──────── The input

PR #7373, opened 2023-11-30
Add mirror container image pipeline

benbp:
Pipeline at https://dev.azure.com/azure-sdk/internal/_build/index?definitionId=6572

### DIFF
--- a/eng/pipelines/mirror-container-images.yml
+++ b/eng/pipelines/mirror-container-images.yml
@@ -1,0 +1,39 @@
+trigger: none
+pr: none
+
+parameters:
+  - name: Images
+    type: object
+    default:
+      - source: ghcr.io/chaos-mesh/chaos-daemon:v2.1.4
+        mirror: azsdkengsys.azurecr.io/mirror/chaos-mesh/chaos-daemon:v2.1.4
+      - source: ghcr.io/chaos-mesh/chaos-mesh:v2.1.4
+        mirror: azsdkengsys.azurecr.io/mirror/chaos-mesh/chaos-mesh:v2.1.4
+      - source: ghcr.io/chaos-mesh/chaos-dashboard:v2.1.4
+        mirror: azsdkengsys.azurecr.io/mirror/chaos-mesh/chaos-dashboard:v2.1.4
+      - source: ubuntu/squid
+        mirror: azsdkengsys.azurecr.io/mirror/ubuntu/squid
+
+jobs:
+  - job: MirrorImages
+    displayName: Mirror Container Images
+
+    pool:
+      name: azsdk-pool-mms-ubuntu-2004-general
+      vmImage: MMSUbuntu20.04
+
+    steps:
+      - ${{ each image in parameters.Images }}:
+        - task: Docker@2
+          displayName: Login to ${{ split(image.mirror, '.')[0] }}
+          inputs:
+            command: login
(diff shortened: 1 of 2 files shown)


eng/pipelines/mirror-container-images.yml
```diff
@@ -0,0 +1,39 @@
...
+  - name: Images
+    type: object
+    default:
+      - source: ghcr.io/chaos-mesh/chaos-daemon:v2.1.4
+        mirror: azsdkengsys.azurecr.io/mirror/chaos-mesh/chaos-daemon:v2.1.4
+      - source: ghcr.io/chaos-mesh/chaos-mesh:v2.1.4
+        mirror: azsdkengsys.azurecr.io/mirror/chaos-mesh/chaos-mesh:v2.1.4
+      - source: ghcr.io/chaos-mesh/chaos-dashboard:v2.1.4
+        mirror: azsdkengsys.azurecr.io/mirror/chaos-mesh/chaos-dashboard:v2.1.4
+      - source: ubuntu/squid
```
benbp, line 14: Used by c++, an alternative is we could put one of these pipelines in each language repository.

eng/scripts/mirror-container-image.ps1
```diff
@@ -0,0 +1,23 @@
...
+    Write-Host "Logging in to $mirrorRegistry"
+    az acr login -n $mirrorRegistry
+}
+
+Write-Host "docker pull $Image"
+docker pull $Image
+Write-Host "docker tag $Image $Mirror"
+docker tag $Image $Mirror
+Write-Host "docker push $Mirror"
+docker push $Mirror
```
weshaggard, line 23: How likely would these commands fail? Should we check for exit codes so that we get a failing mirroring pipeline if they do fail?

eng/pipelines/mirror-container-images.yml
```diff
@@ -0,0 +1,39 @@
...
+      name: azsdk-pool-mms-ubuntu-2004-general
+      vmImage: MMSUbuntu20.04
+
+    steps:
+      - ${{ each image in parameters.Images }}:
+        - task: Docker@2
+          displayName: Login to ${{ image.mirror }} ACR
+          inputs:
+            command: login
+            containerRegistry: ${{ split(image.mirror, '.')[0] }}
```
weshaggard, line 31: Does this work in the devops templating engine?

eng/scripts/mirror-container-image.ps1
benbp: I set the `$PSNativeCommandUseErrorActionPreference` above so it will exit out, now that the variable ships with stock powershell.

eng/pipelines/mirror-container-images.yml
benbp: Yep! Patrick tried it out on something else a few weeks ago which is how I discovered it.

benbp: Or...wait it doesn't. But I guess login still worked. Let me iterate on it.

benbp: I guess the login command seems to trim under the hood anyway, so I will change it to just pass `image.mirror`.

benbp: Oh! No it does work, but I was logging the old value. Let me fix the display name log to also trim.

weshaggard (approved):

PR #7382, opened 2023-12-01
[js-api-parser] don't add members as types

jeremymeng:
This PR uses the id of the token to determine whether it should be added as a member or a type.

### DIFF
--- a/src/dotnet/APIView/APIViewWeb/Languages/JavaScriptLanguageService.cs
+++ b/src/dotnet/APIView/APIViewWeb/Languages/JavaScriptLanguageService.cs
@@ -11,7 +11,7 @@ namespace APIViewWeb
         public override string Name { get; } = "JavaScript";
         public override string[] Extensions { get; } = { ".api.json" };
         public override string ProcessName { get; } = "node";
-        public override string VersionString { get; } = "1.0.7";
+        public override string VersionString { get; } = "1.0.8";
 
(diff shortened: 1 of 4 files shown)


jeremymeng:
before: 
image
after: 
image

jeremymeng:
Would this cause breaking changes to show up everywhere?

deyaaeldeen (approved):
LGTM, I am surprised there is no field that indicates membership

jeremymeng:
> Would this cause breaking changes to show up everywhere?

@praveenkuttappan @chidozieononiwu?

praveenkuttappan:
> > Would this cause breaking changes to show up everywhere?
> 
> @praveenkuttappan @chidozieononiwu?

Yes, unless we update the parser version and get all existing reviews updated. Can you please update JS parser version in following two locations.
https://github.com/Azure/azure-sdk-tools/blob/main/tools/apiview/parsers/js-api-parser/package.json#L3
https://github.com/Azure/azure-sdk-tools/blob/main/src/dotnet/APIView/APIViewWeb/Languages/JavaScriptLanguageService.cs#L14

This will upgrade all existing reviews using latest parser.

jeremymeng:
@praveenkuttappan updated version number.  Looking good now?

praveenkuttappan (approved):
Looks good

PR #7412, opened 2023-12-07
Fix null error

chidozieononiwu:


scbedd (approved):
This looks like a safe change to me!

────────────────

■ Action item: Each line of the records above must be copied exactly.

■ Answer area:
PR #7373, opened 2023-11-30
Add mirror container image pipeline

benbp:
Pipeline at https://dev.azure.com/azure-sdk/internal/_build/index?definitionId=6572

### DIFF
--- a/eng/pipelines/mirror-container-images.yml
+++ b/eng/pipelines/mirror-container-images.yml
@@ -1,0 +1,39 @@
+trigger: none
+pr: none
+
+parameters:
+  - name: Images
+    type: object
+    default:
+      - source: ghcr.io/chaos-mesh/chaos-daemon:v2.1.4
+        mirror: azsdkengsys.azurecr.io/mirror/chaos-mesh/chaos-daemon:v2.1.4
+      - source: ghcr.io/chaos-mesh/chaos-mesh:v2.1.4
+        mirror: azsdkengsys.azurecr.io/mirror/chaos-mesh/chaos-mesh:v2.1.4
+      - source: ghcr.io/chaos-mesh/chaos-dashboard:v2.1.4
+        mirror: azsdkengsys.azurecr.io/mirror/chaos-mesh/chaos-dashboard:v2.1.4
+      - source: ubuntu/squid
+        mirror: azsdkengsys.azurecr.io/mirror/ubuntu/squid
+
+jobs:
+  - job: MirrorImages
+    displayName: Mirror Container Images
+
+    pool:
+      name: azsdk-pool-mms-ubuntu-2004-general
+      vmImage: MMSUbuntu20.04
+
+    steps:
+      - ${{ each image in parameters.Images }}:
+        - task: Docker@2
+          displayName: Login to ${{ split(image.mirror, '.')[0] }}
+          inputs:
+            command: login
(diff shortened: 1 of 2 files shown)


eng/pipelines/mirror-container-images.yml
```diff
@@ -0,0 +1,39 @@
...
+  - name: Images
+    type: object
+    default:
+      - source: ghcr.io/chaos-mesh/chaos-daemon:v2.1.4
+        mirror: azsdkengsys.azurecr.io/mirror/chaos-mesh/chaos-daemon:v2.1.4
+      - source: ghcr.io/chaos-mesh/chaos-mesh:v2.1.4
+        mirror: azsdkengsys.azurecr.io/mirror/chaos-mesh/chaos-mesh:v2.1.4
+      - source: ghcr.io/chaos-mesh/chaos-dashboard:v2.1.4
+        mirror: azsdkengsys.azurecr.io/mirror/chaos-mesh/chaos-dashboard:v2.1.4
+      - source: ubuntu/squid
```
benbp, line 14: Used by c++, an alternative is we could put one of these pipelines in each language repository.

eng/scripts/mirror-container-image.ps1
```diff
@@ -0,0 +1,23 @@
...
+    Write-Host "Logging in to $mirrorRegistry"
+    az acr login -n $mirrorRegistry
+}
+
+Write-Host "docker pull $Image"
+docker pull $Image
+Write-Host "docker tag $Image $Mirror"
+docker tag $Image $Mirror
+Write-Host "docker push $Mirror"
+docker push $Mirror
```
weshaggard, line 23: How likely would these commands fail? Should we check for exit codes so that we get a failing mirroring pipeline if they do fail?

eng/pipelines/mirror-container-images.yml
```diff
@@ -0,0 +1,39 @@
...
+      name: azsdk-pool-mms-ubuntu-2004-general
+      vmImage: MMSUbuntu20.04
+
+    steps:
+      - ${{ each image in parameters.Images }}:
+        - task: Docker@2
+          displayName: Login to ${{ image.mirror }} ACR
+          inputs:
+            command: login
+            containerRegistry: ${{ split(image.mirror, '.')[0] }}
```
weshaggard, line 31: Does this work in the devops templating engine?

eng/scripts/mirror-container-image.ps1
benbp: I set the `$PSNativeCommandUseErrorActionPreference` above so it will exit out, now that the variable ships with stock powershell.

eng/pipelines/mirror-container-images.yml
benbp: Yep! Patrick tried it out on something else a few weeks ago which is how I discovered it.

benbp: Or...wait it doesn't. But I guess login still worked. Let me iterate on it.

benbp: I guess the login command seems to trim under the hood anyway, so I will change it to just pass `image.mirror`.

benbp: Oh! No it does work, but I was logging the old value. Let me fix the display name log to also trim.

weshaggard (approved):

PR #7382, opened 2023-12-01
[js-api-parser] don't add members as types

jeremymeng:
This PR uses the id of the token to determine whether it should be added as a member or a type.

### DIFF
--- a/src/dotnet/APIView/APIViewWeb/Languages/JavaScriptLanguageService.cs
+++ b/src/dotnet/APIView/APIViewWeb/Languages/JavaScriptLanguageService.cs
@@ -11,7 +11,7 @@ namespace APIViewWeb
         public override string Name { get; } = "JavaScript";
         public override string[] Extensions { get; } = { ".api.json" };
         public override string ProcessName { get; } = "node";
-        public override string VersionString { get; } = "1.0.7";
+        public override string VersionString { get; } = "1.0.8";
 
(diff shortened: 1 of 4 files shown)


jeremymeng:
before: 
image
after: 
image

jeremymeng:
Would this cause breaking changes to show up everywhere?

deyaaeldeen (approved):
LGTM, I am surprised there is no field that indicates membership

jeremymeng:
> Would this cause breaking changes to show up everywhere?

@praveenkuttappan @chidozieononiwu?

praveenkuttappan:
> > Would this cause breaking changes to show up everywhere?
> 
> @praveenkuttappan @chidozieononiwu?

Yes, unless we update the parser version and get all existing reviews updated. Can you please update JS parser version in following two locations.
https://github.com/Azure/azure-sdk-tools/blob/main/tools/apiview/parsers/js-api-parser/package.json#L3
https://github.com/Azure/azure-sdk-tools/blob/main/src/dotnet/APIView/APIViewWeb/Languages/JavaScriptLanguageService.cs#L14

This will upgrade all existing reviews using latest parser.

jeremymeng:
@praveenkuttappan updated version number.  Looking good now?

praveenkuttappan (approved):
Looks good

PR #7412, opened 2023-12-07
Fix null error

chidozieononiwu:


scbedd (approved):
This looks like a safe change to me!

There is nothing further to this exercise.